粉雪は溶けゆく2/2
「リユ、」
「ち、ちちがいますよ…っ!」
上擦った声を上げるリユ。何が違うのかと問いかけると更に慌てた様子になった。
「だ、っだから別に、手、離さないで欲しいとかそんな事は思ってな、」
「思っていたんですね」
目線が合うよう屈み、セバスチャンは彼女が先程伸ばしてきた方の手を握った。
小さな手の甲を口元に寄せ、そっと吐息を吐く。
「こんなに冷えてしまって…」
少し目を伏せてそこに口付けるとか細い腕がぴくりと震えた。
僅かに体温が上がったのが分かり、悪魔も口角を上げた。
「寂しかったのですか?」
「寂しくなんかないですよ…っ」
分かり易すぎる、彼女特有の強がりの言葉。
「本当に?」
息を詰めた少女にセバスチャンは微笑を返して告げる。
「リユは今、此処にいるのですよ」
小さな白い頬をその手で包めば、リユの顔が熱を持った。お決まりの反応に口元が緩む。
「貴女が何を考えているのか知りませんが、以前坊ちゃんも仰っていたのでしょう?リユの居場所は此処だ、と」
小さな体から肩の力が抜けていく。
戸惑うような黒い目は再び強い光を宿した。
「ほんっと、セバスチャンさんは口が巧いですよねー。さっきまでソーマ王子、散々苛めてきたんじゃないんですか?」
いつも通りの口調にいつも通りの態度、そしていつも通りの少女特有の異世界の気配。
普段と変わらず憎まれ口を叩く彼女の頬を抓った後、主人の命令通り屋敷に連れ戻る。
いつの間にか雪は止んでいた。
「ねえセバスチャンさん」
リユは腕を引かれながら話しかけてきた。
「もしも、それまで何も持っていなかった自分が、どうしても手に入れたいものが出来たとしたら……セバスチャンさんならどうしますか?」
その問いに振り返ることなく、セバスチャンは微かに身構える。
つい数分前までソーマに言っていた事を思い出した。彼女の問いかけは、どことなくソーマやシエルの会話と重なる。

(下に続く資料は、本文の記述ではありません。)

PR #677, opened 2022-10-07
Support GRANT/REVOKE CONNECT TO/FROM user

shalinilohia50:
1. Create guest user on any user created database by default and disable the guest user.
2. Support enabling/disabling of any user on user created databases.
3. Added a column to the catalog table "sys.babelfish_authid_user_ext".
4. The column "user_can_connect" will track if any user has the connect permission to a database.
5. The value of "user_can_connect" will be 1 if the user has permission and on a database otherwise 0.
6. Upgrade Scenario: When the database is created on an old instance and after the instance is upgraded to the Narwhal, it should create guest user on all the database and disable it by default.
7. User 'guest' should not be allowed to be dropped in any database.

Task: BABEL-2678, BABEL-3522


contrib/babelfishpg_tsql/sql/upgrades/babelfishpg_tsql--2.2.0--2.3.0.sql
```diff
@@ -1859,6 +1859,17 @@ LANGUAGE plpgsql;
 CALL sys.babelfish_drop_deprecated_view('sys', 'check_constraints_deprecated_in_2_3_0');
 CALL sys.babelfish_drop_deprecated_view('sys', 'default_constraints_deprecated_in_2_3_0');
 
+-- USER extension
+ALTER TABLE sys.babelfish_authid_user_ext add COLUMN IF NOT EXISTS user_can_connect INT NOT NULL DEFAULT 1;
+
+GRANT SELECT ON sys.babelfish_authid_user_ext TO PUBLIC;
+
+CREATE OR REPLACE PROCEDURE sys.babel_update_user_catalog_for_guest()
```
macwoody: for internal functions, let's use babelfish_ prefix, (please also double check with others as well)

contrib/babelfishpg_tsql/src/pl_exec-2.c
```diff
@@ -2651,6 +2663,37 @@ exec_stmt_usedb_explain(PLtsql_execstate *estate, PLtsql_stmt_usedb *stmt, bool
...
 }
 
+static int
+exec_stmt_grantdb(PLtsql_execstate *estate, PLtsql_stmt_grantdb *stmt)
+{
+	char 	*dbname = get_cur_db_name();
+	char	*dbowner = get_owner_of_db(dbname);
+	char	*login = GetUserNameFromId(GetSessionUserId(), false);	
+	ListCell *lc;
+	if (strcmp(login, dbowner) != 0)
```
xhfanhe: Please add a check for sysadmin and sysadmin members

xhfanhe:
Please add metadata integrity check for this catalog change. You can file it as another Jira but it will need to be merged within this cycle

contrib/babelfishpg_tsql/src/pl_exec-2.c
shalinilohia50: Added a check for the condition where the login is a member of "sysadmin" and relevant tests.

shalinilohia50:
> Please add metadata integrity check for this catalog change. You can file it as another Jira but it will need to be merged within this cycle

Sure. Filed a JIRA for the same and marked it for Narwhal.

contrib/babelfishpg_tsql/src/catalog.c
```diff
@@ -1995,3 +2009,275 @@ get_catalog_info(Rule *rule)
...
+	table_close(bbf_authid_user_ext_rel, RowExclusiveLock);
+
+	return role_exists;
+}
+
+static char
+*get_db_owner_role_name(char *dbname)
+{
+	char *name = palloc0(MAX_BBF_NAMEDATALEND);
+	snprintf(name, MAX_BBF_NAMEDATALEND, "%s_db_owner", dbname);
```
macwoody: I think this is wrong, under single db mode, there is not prefix.

macwoody: This behavior is slightly misaligned with users (I think all users were prefixed) for historical reason (introduced before user )

contrib/babelfishpg_tsql/src/pl_exec-2.c
```diff
@@ -668,8 +670,18 @@ exec_stmt_exec(PLtsql_execstate *estate, PLtsql_stmt_exec *stmt)
 
 	if (stmt->is_cross_db)
 	{
+		char *login = GetUserNameFromId(GetSessionUserId(), false);
+		char *user = get_user_for_database(stmt->db_name);
+
 	 	estate->db_name = stmt->db_name;
```
macwoody, line 676: I wonder if there is only a single value here. 
What if we cross multiple DBs?

test/JDBC/input/BABEL_GRANT_CONNECT-vu-prepare.sql
```diff
@@ -0,0 +1,12 @@
...
+
+use grant_connect_db1;
+go
+
+create table grant_connect_t1(a int);
+go
+
+create login grant_connect_abc with password = 'Babel123'
+go
+
```
xhfanhe, line 12: Do we need to switch back to master db at the end of each test? I think the question is more about, will JDBC start a new session for each test script, both for normal JDBC and during upgrade?

shalinilohia50: No, we don't need to switch back to master at the end of the test. 
Yes, JDBC starts a new session for each test script.

contrib/babelfishpg_tsql/src/catalog.c
shalinilohia50: Yes, that was causing some issue with the upgrade. 
Fixed it and used the function 'get_db_owner_name' which handles both single db and multi db.

contrib/babelfishpg_tsql/sql/upgrades/babelfishpg_tsql--2.2.0--2.3.0.sql
shalinilohia50: Fixed it in the latest commit.

contrib/babelfishpg_tsql/src/pl_exec-2.c
shalinilohia50: If we have a cross db procedure call like "exec db1.dbo.p1" which has a cross db statement like "select * from db2.dbo.t2", the cross db procedure call will be executed in "exec_stmt_exec" and the cross db select statement will be taken care of in "exec_stmt_execsql". Each statement will be executed separately with its db name.

.github/composite-actions/run-pg-upgrade/action.yml
```diff
@@ -32,11 +32,13 @@ runs:
         echo 'Updating babelfish extensions...'
         cd ~/work/babelfish_extensions/babelfish_extensions/
         ~/${{ inputs.pg_new_dir }}/bin/pg_ctl -D ~/${{ inputs.pg_new_dir }}/data -l ~/${{ inputs.pg_new_dir }}/data/logfile14 start
+        echo 'Set the migration_mode before running the upgrade scripts..'
+        sudo ~/${{ inputs.pg_new_dir }}/bin/psql -d jdbc_testdb -U runner -c "ALTER SYSTEM SET babelfishpg_tsql.migration_mode = '${{inputs.migration_mode}}';"
+        sudo ~/${{ inputs.pg_new_dir }}/bin/psql -d jdbc_testdb -U runner -c "SELECT pg_reload_conf();"
```
xhfanhe, line 37: Why we need to do this?

shalinilohia50: In case of major version upgrade, after pg_upgrade the migration mode was set to default which is hard-coded as single-db and later we update the extensions and set the migration mode as it was before the MVU. 
The upgrade script change in this PR expects the original migration mode at the time of executing "update_catalog_for_guest" function, which becomes untrue with the previous implementation. 
That's the reason I have set the migration mode before running the upgrade scripts.

xhfanhe (approved):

その場にいた訳でもないのに、まるでリユが彼らの話を知っているようだった。
(やはり彼女は……、)
今までの疑問が確信に変わるのを感じながらセバスチャンは裏口の扉を開ける。
思考を切り替え、少女の問いに答えた。
「そうですね。これはあくまでその問いに対する一つの意見としてですが、私なら一度欲したモノは必ず手に入れて見せますよ」
そして、執事らしく付け加えた。
「坊ちゃんの命令なら尚更…ね」
自分は執事。もっとも優先して考えるべきは主の事で、主の命なら自分を殺してでも従うのが執事の美学だ。
それにその美学に従う事こそ悪魔の美学でもある。
しかし――
「セバスチャンさんらしい答えですね」
笑うリユを見て、ふと思った。
絶望に惑い、誘惑に弱く、いとも簡単に落ちてくる人間なら飽きるほどみてきた。
けれどこの少女は、“寂しさ”だけで自身の存在さえ消し去ってしまいそうになるほど頼りないというのだろうか。
何に縋るというでもなく、強がってばかりの裏側には潔いほどの儚さを抱えている。
絶望を前にしても、彼女は泣きもせず叫びもせず、手を伸ばしもせずに、ただ静かに消えていくのではないか。
まるで儚く溶けていく粉雪のように。
そして、悪魔は。
一瞬己の美学も忘れて、その儚さに自分が魅せられている事に気がついた。